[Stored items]
· · ·
PR #2016, opened 2026-05-26
feat: respect .gitignore in Jujutsu (.jj) repositories

### LINKED ISSUE #1817: Support for `.gitignore` with `.jj` (Jujutsu VCS) repositories
I'm currently using [Jujutsu VCS](https://jj-vcs.github.io/), a Git-compatible VCS that uses `.gitignore` files. I use it without its co-location feature (which places a `.git` directory in the project root). Instead, I only have a `.jj` directory in my project root. It would be nice if `fd` could look for both `.git` and `.jj` directories to determine if it should observe the `.gitignore` file.

The workaround, using `--no-require-git`, is a bit cumbersome.

wyf027:
## Summary

Fixes #1817.

Jujutsu repositories use a `.jj` directory and still rely on `.gitignore` files, but fd only applies gitignore rules without a `.git` directory when `--no-require-git` is passed.

When any search path is inside a Jujutsu repository (a `.jj` directory exists in an ancestor path), automatically treat the search like `--no-require-git` unless the user explicitly passes `--require-git`.

## Test plan

- [x] `cargo test --locked jujutsu`
- [x] New integration test `test_jujutsu_repo_respects_gitignore`
- [x] Unit test `should_require_git_in_jujutsu_repo`

### DIFF
--- a/src/main.rs
+++ b/src/main.rs
@@ -15,7 +15,7 @@ mod walk;
 
 use std::env;
 use std::io::IsTerminal;
-use std::path::Path;
+use std::path::{Path, PathBuf};
 use std::sync::Arc;
 
 use anyhow::{Context, Result, anyhow, bail};
@@ -98,7 +98,7 @@ fn run() -> Result<ExitCode> {
         .map(|pat| build_pattern_regex(pat, &opts))
         .collect::<Result<Vec<String>>>()?;
 
-    let config = construct_config(opts, &pattern_regexps)?;
+    let config = construct_config(opts, &pattern_regexps, &search_paths)?;
 
     ensure_use_hidden_option_for_leading_dot_pattern(&config, &pattern_regexps)?;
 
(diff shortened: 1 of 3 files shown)


tmccombs (changes requested):
I think it would be better to address this  upstream in the ignore crate. 

Also this doesn't handle if the search paths are relative, and if one search path has a .jj directory but others don't, it disables requiring a .git (or .jj) directory for all of them, which probably isn't desirable.

wyf027:
Addressed the review feedback and CI failure in commit 3267318. The .jj detection now resolves relative search paths against the current directory and only relaxes require_git when all search paths are inside a Jujutsu repo, so a mixed set of .jj and non-.jj search paths no longer disables the git requirement globally. Also ran cargo fmt to clear the formatter check.

Local verification:
- cargo fmt --check
- cargo test should_require_git
- cargo test detects_jujutsu_repo_for_relative_search_path
- cargo test test_jujutsu_repo_respects_gitignore
- cargo clippy --all-targets -- -D warnings

tmccombs:
This now has the opposite problem where it will only use gitignore if _all_ the base paths have .jj directories. And furthermore, doesn't handle cases where a subdirectory has a .jj dir, or has a .gitignore file, but not a .git OR .jj directory. 

I really think this would be better handled by looking for .jj directories in the ignore crate itself, and would suggest you instead open a PR with [ripgrep](https://github.com/burntsushi/ripgrep).

In lieu of that, along with my suspicion that  this is AI slop that hasn't had human review. I am closing this PR.

PR #2018, opened 2026-05-26
feat: add --links filter for hard link count (fixes #1844)

### LINKED ISSUE #1844: [Feature request] Support "-links" option from find
Hello there,

Thanks for your great tool.
Could consider adding the `-links` options of `find` to `fd` ?

```
-links n
          File has less than, more than or exactly n hard links.
```

It is really useful for certain cases, such as listing only leaf folders.

Cheers!

wyf027:
## Summary

- Adds `--links` to filter search results by hard link count (Unix only)
- Supports the same constraint syntax as `--size`: exact count, `+N` (at least), `-N` (at most)

## Motivation

Fixes #1844. Brings fd closer to find(1)'s `-links` option for use cases like finding singly-linked files or hard-linked duplicates.

## Example

```bash
# Files with exactly one hard link
fd --type f --links 1

# Files with more than one hard link
fd --type f --links +1

# Directories with at most one hard link (leaf directories on some filesystems)
fd --type d --links -1
```

## Test plan

- [x] Unit tests for `--links` parsing and matching logic
- [x] Integration test `test_links_filter` with hard-linked files

### DIFF
--- a/CHANGELOG.md
+++ b/CHANGELOG.md
@@ -3,6 +3,7 @@
 ## Features
 - Add `--ignore-parent` option to override `--no-ignore-parent`, see #1958 (@tmchow)
 - Add `--exact` option to match the entire filename exactly (literal, non-substring).
+- Add `--links` filter to limit results by hard link count (Unix only), see #1844
 
 ## Bugfixes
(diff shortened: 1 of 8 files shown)


tmccombs:
As mentioned on the issue, this isn't how we want to approach this

PR #2019, opened 2026-05-26
feat: run --exec-batch batches in parallel when --threads is set (fixes #1760)

### LINKED ISSUE #1760: Allow `--exec-batch` to be used in parallel
The `--exec-batch` parameter runs the specified command multiple times over the biggest possible batches of file names. However, if a *lot* of files are to be found, and this parameter is used, it very easily becomes the bottleneck.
· · ·
- The task -
Without omitting anything, set down all the entries above again.

- Exercise output -
PR #2016, opened 2026-05-26
feat: respect .gitignore in Jujutsu (.jj) repositories

### LINKED ISSUE #1817: Support for `.gitignore` with `.jj` (Jujutsu VCS) repositories
I'm currently using [Jujutsu VCS](https://jj-vcs.github.io/), a Git-compatible VCS that uses `.gitignore` files. I use it without its co-location feature (which places a `.git` directory in the project root). Instead, I only have a `.jj` directory in my project root. It would be nice if `fd` could look for both `.git` and `.jj` directories to determine if it should observe the `.gitignore` file.

The workaround, using `--no-require-git`, is a bit cumbersome.

wyf027:
## Summary

Fixes #1817.

Jujutsu repositories use a `.jj` directory and still rely on `.gitignore` files, but fd only applies gitignore rules without a `.git` directory when `--no-require-git` is passed.

When any search path is inside a Jujutsu repository (a `.jj` directory exists in an ancestor path), automatically treat the search like `--no-require-git` unless the user explicitly passes `--require-git`.

## Test plan

- [x] `cargo test --locked jujutsu`
- [x] New integration test `test_jujutsu_repo_respects_gitignore`
- [x] Unit test `should_require_git_in_jujutsu_repo`

### DIFF
--- a/src/main.rs
+++ b/src/main.rs
@@ -15,7 +15,7 @@ mod walk;
 
 use std::env;
 use std::io::IsTerminal;
-use std::path::Path;
+use std::path::{Path, PathBuf};
 use std::sync::Arc;
 
 use anyhow::{Context, Result, anyhow, bail};
@@ -98,7 +98,7 @@ fn run() -> Result<ExitCode> {
         .map(|pat| build_pattern_regex(pat, &opts))
         .collect::<Result<Vec<String>>>()?;
 
-    let config = construct_config(opts, &pattern_regexps)?;
+    let config = construct_config(opts, &pattern_regexps, &search_paths)?;
 
     ensure_use_hidden_option_for_leading_dot_pattern(&config, &pattern_regexps)?;
 
(diff shortened: 1 of 3 files shown)


tmccombs (changes requested):
I think it would be better to address this  upstream in the ignore crate. 

Also this doesn't handle if the search paths are relative, and if one search path has a .jj directory but others don't, it disables requiring a .git (or .jj) directory for all of them, which probably isn't desirable.

wyf027:
Addressed the review feedback and CI failure in commit 3267318. The .jj detection now resolves relative search paths against the current directory and only relaxes require_git when all search paths are inside a Jujutsu repo, so a mixed set of .jj and non-.jj search paths no longer disables the git requirement globally. Also ran cargo fmt to clear the formatter check.

Local verification:
- cargo fmt --check
- cargo test should_require_git
- cargo test detects_jujutsu_repo_for_relative_search_path
- cargo test test_jujutsu_repo_respects_gitignore
- cargo clippy --all-targets -- -D warnings

tmccombs:
This now has the opposite problem where it will only use gitignore if _all_ the base paths have .jj directories. And furthermore, doesn't handle cases where a subdirectory has a .jj dir, or has a .gitignore file, but not a .git OR .jj directory. 

I really think this would be better handled by looking for .jj directories in the ignore crate itself, and would suggest you instead open a PR with [ripgrep](https://github.com/burntsushi/ripgrep).

In lieu of that, along with my suspicion that  this is AI slop that hasn't had human review. I am closing this PR.

PR #2018, opened 2026-05-26
feat: add --links filter for hard link count (fixes #1844)

### LINKED ISSUE #1844: [Feature request] Support "-links" option from find
Hello there,

Thanks for your great tool.
Could consider adding the `-links` options of `find` to `fd` ?

```
-links n
          File has less than, more than or exactly n hard links.
```

It is really useful for certain cases, such as listing only leaf folders.

Cheers!

wyf027:
## Summary

- Adds `--links` to filter search results by hard link count (Unix only)
- Supports the same constraint syntax as `--size`: exact count, `+N` (at least), `-N` (at most)

## Motivation

Fixes #1844. Brings fd closer to find(1)'s `-links` option for use cases like finding singly-linked files or hard-linked duplicates.

## Example

```bash
# Files with exactly one hard link
fd --type f --links 1

# Files with more than one hard link
fd --type f --links +1

# Directories with at most one hard link (leaf directories on some filesystems)
fd --type d --links -1
```

## Test plan

- [x] Unit tests for `--links` parsing and matching logic
- [x] Integration test `test_links_filter` with hard-linked files

### DIFF
--- a/CHANGELOG.md
+++ b/CHANGELOG.md
@@ -3,6 +3,7 @@
 ## Features
 - Add `--ignore-parent` option to override `--no-ignore-parent`, see #1958 (@tmchow)
 - Add `--exact` option to match the entire filename exactly (literal, non-substring).
+- Add `--links` filter to limit results by hard link count (Unix only), see #1844
 
 ## Bugfixes
(diff shortened: 1 of 8 files shown)


tmccombs:
As mentioned on the issue, this isn't how we want to approach this

PR #2019, opened 2026-05-26
feat: run --exec-batch batches in parallel when --threads is set (fixes #1760)

### LINKED ISSUE #1760: Allow `--exec-batch` to be used in parallel
The `--exec-batch` parameter runs the specified command multiple times over the biggest possible batches of file names. However, if a *lot* of files are to be found, and this parameter is used, it very easily becomes the bottleneck.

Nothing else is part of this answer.